Auch im Jahr 2009 wurde über die Höhe des ALG II Regelsatzes kontrovers diskutiert. Die üblichen Verdächtigen versuchten im Bundestagswahlkampf, bei den Lesern der größten deutschen Boulevardzeitung zu punkten.
So forderte der damalige Berliner FDP-Spitzenkandidat für die Bundestagswahl, Martin Lindner, eine Kürzung des Hartz IV Regelsatzes um bis zu 30 Prozent. „Wir haben gerade in Berlin extrem viele Menschen, die sind gesund, die sind arbeitsfähig, und die haben schlichtweg keine Lust, zu arbeiten”, sagte der Liberale und jetzige Bundestagsabgeordnete damals.
Erst vor kurzem meinte der Wirtschaftsweise Wolfgang Franz, eine Regelsatz-Kürzung auf 250 Euro vorschlagen zu müssen. Der Ökonom verpackte seine Worte weitaus freundlicher, inhaltlich waren allerdings keine grundlegenden Unterschiede zum Liberalen Martin Lindner auszumachen.
Das Rezept zum Ausgleich der Regelsatz-Kürzung war nämlich bei beiden dasselbe.
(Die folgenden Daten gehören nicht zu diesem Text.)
PR #1800, opened 2022-08-08
fix: remote-azblob-sasToken-Authorization

### LINKED ISSUE #1794: Snakemake Uploading output to azure blob storage with sas token
**Snakemake version**
7.12.0

**Describe the bug**
I'm trying to use snakemake.remote.AzBlob to work with input & output from/to Azure blob storage. It works fine when I pass the account key as credentials. However, when I use sas token (generated for specific container) with all permissions (rawcl) I can download the inputs and run the script, but it's failing in uploading to the remote directory. I have tested the sas token and I can write to storage account with other tools.

**Logs**

`Uploading to remote: snakemake/mapped_reads_sas_ud/A.bam HttpResponseError: This request is not authorized to perform this operation.`

**Minimal example**

```
from snakemake.remote.AzBlob import RemoteProvider as AzureRemoteProvider
AS = AzureRemoteProvider(account_url= "https://{accountname}.blob.core.windows.net?{sas-token}")

rule bwa_map:
    input:
        AS.remote("snakemake/data/genome.fa",keep_local=True),
        AS.remote("snakemake/data/samples/A.fastq")
    output:
        AS.remote("snakemake/mapped_reads_sas_ud/A.bam")
    shell:
        "bwa mem {input} | samtools view -Sb - > {output}"
```

**Additional context**

I think the root cause is the following: 
In AzBlob function, line 226, it tries to create the container. This is failing, because the sas token is not authorized to create a container. The exception handling is only considering existence of the container, and is not handling the permission error. 
I spotted the following in my storage account logs: 
`https://{accountname}.blob.core.windows.net:443/snakemake?restype=container...`
which is the indicator of creating the snakemake container. This failed with StatusText: AuthorizationFailure.

RezaMadi:
### Description

In case SAS tokens are generated in the level of a container, uploading the outputs to Azure blob is going to fail on the creation of container. This fix will pass the authorization exception for such cases. This fixes #1794 

### QC

- [x] The PR contains a test case for the changes or the changes are already covered by an existing test case.


RezaMadi:
Dear @johanneskoester, I appreciate it if you could review this PR.

snakemake/remote/AzBlob.py
```diff
@@ -226,6 +226,8 @@ def upload_to_azure_storage(
             container_client.create_container()
         except azure.core.exceptions.ResourceExistsError:
             pass
+        except azure.core.exceptions.ClientAuthenticationError:
```
johanneskoester, line 229: This needs an explaining comment. Why is the authentication error not an issue here. To me it means that the container has not been created, which would be a problem, right?

johanneskoester (changes requested):

snakemake/remote/AzBlob.py
RezaMadi: A SAS token can be created in the level of a container. Unlike a SAS token that is created in the level of the entire storage account, this SAS token is not allowed to perform the create_container operation. 
So, even though the container exists, and the create_container should return the ResourceExistsError, since by this SAS token it's not allowed to perform the operation, the ClientAuthenticationError error will be raised beforehand. Thus, the whole upload fails. 
Does it clarify the situation?

johanneskoester: Ok, understood. And it is impossible that the container does not exist and this exception is still raised? If not, maybe one could check for existence in the exception handling?

johanneskoester: I might miss your answer (I get lots of github notifications), please feel free to contact me via discord.

RezaMadi: Thanks Johannes for the feedback. I thought of checking for the existence of the container, and only try to create it if it doesn't exist. I guess it would cover your concern to some extent. I cannot think of any scenario where your point will be raised.

It will nevertheless still fail for the scenario that I have described on checking the existence of the container. I cannot find any other alternative than passing this exception. 
I have issued a new pull request as I realized the ClientAuthenticationError is not going to capture the error correctly (looks strange). In the new PR I added the condition for checking whether container exists.

johanneskoester (changes requested):

snakemake/remote/AzBlob.py
```diff
@@ -222,10 +222,21 @@ def upload_to_azure_storage(
...
+            if (e.status_code==403):
+                pass
+        
+        
         try:
             container_client.create_container()
         except azure.core.exceptions.ResourceExistsError:
             pass
+        except azure.core.exceptions.ClientAuthenticationError:
+            pass
```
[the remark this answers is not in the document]
johanneskoester: And also please format with black. Thanks a lot!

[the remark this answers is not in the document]
RezaMadi: Hi Johannes,

I realized there are leftovers. Thanks for pointing this out in your comment item 2. It's now corrected. 
I have also added a comment for future reference.

johanneskoester (approved):

PR #1213, opened 2018-10-09
Migrate JUnit tests to Spek

### LINKED ISSUE #1170: Choose single assertion library and test engine

3flex:
Closes #1170

### DIFF
--- a/build.gradle.kts
+++ b/build.gradle.kts
@@ -215,7 +215,6 @@ subprojects {
 		}
 	}
 
-	val junitEngineVersion: String by project
 	val assertjVersion: String by project
 	val spekVersion: String by project
 	val kotlinTest by configurations.creating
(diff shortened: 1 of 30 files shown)


pavlospt:
Just my 2 cents on this: I believe that the contribute documentation should include info on how someone could run Spek tests and debug Spek tests. For people that do not use a plugin or have their first interaction with Spek, it feels a bit difficult to get around on testing their contribution (speaking from personal experience 😂 )

3flex:
> Do we also need the Runner so that the tests work when executing ./gradlew test?

Majority of tests are already run with Spek test engine, and they execute fine with ./gradlew test. This PR just migrates the few tests that were using the JUnit engine to Spek.

Mauin:
@pavlospt Do you want to create a small issue to point out the improvements that could be made to the Documentation around Spek? Otherwise it might get lost in this PR thread.

PR #1218, opened 2018-10-09
[WIP] AppVeyor: Save Gradle cache to the AppVeyor build cache

### LINKED ISSUE #1217: AppVeyor fails downloading dependencies
This now happens quite frequently, especially as we're running a build on 3 different JDK versions. 

Is it possible to cache dependencies or tune the build in some similar manner to make the AppVeyor build more stable and thus more meaningful?

3flex:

Laut Lindner sollten die Leistungsbezieher bezahlte, gemeinnützige Arbeit leisten und bei Herrn Franz hieß es, die Zuverdienstmöglichkeiten müssten erweitert werden. Das Ergebnis wäre in beiden Fällen, den Ausbau prekärer
Beschäftigungsverhältnisse zu befördern.
Zum Ende des Jahres 2009 äußert sich nunmehr der Vorsitzende Richter am Bundessozialgericht (BSG), Peter Udsching, zu dieser Thematik. Laut Vorabbericht erteilte Udsching den Forderungen nach einer generellen Kürzung des ALG II Regelsatzes im Interview mit der Verbraucherzeitschrift „Guter Rat“ eine klare Absage. Vielmehr kritisierte der Sozialrichter, dass Arbeitgeber Gehälter bewusst niedrig ansetzen würden, um damit von den ergänzenden Hartz-IV-Leistungen zu profitieren. Dies seien Auswüchse, denen man nach Worten Udschings mit einem allgemeinen Mindestlohn begegnen könne.
Udsching geht jedoch nicht davon aus, dass das Bundesverfassungsgericht die Höhe der Regelleistung für Erwachsene als verfassungswidrig ansehen wird. Vielmehr vertritt er die Auffassung, dass der Gesetzgeber hier – anders als beim Kinderregelsatz – jedenfalls vorgerechnet habe, dass der Regelsatz hoch genug sei, um das Existenzminimum zu sichern.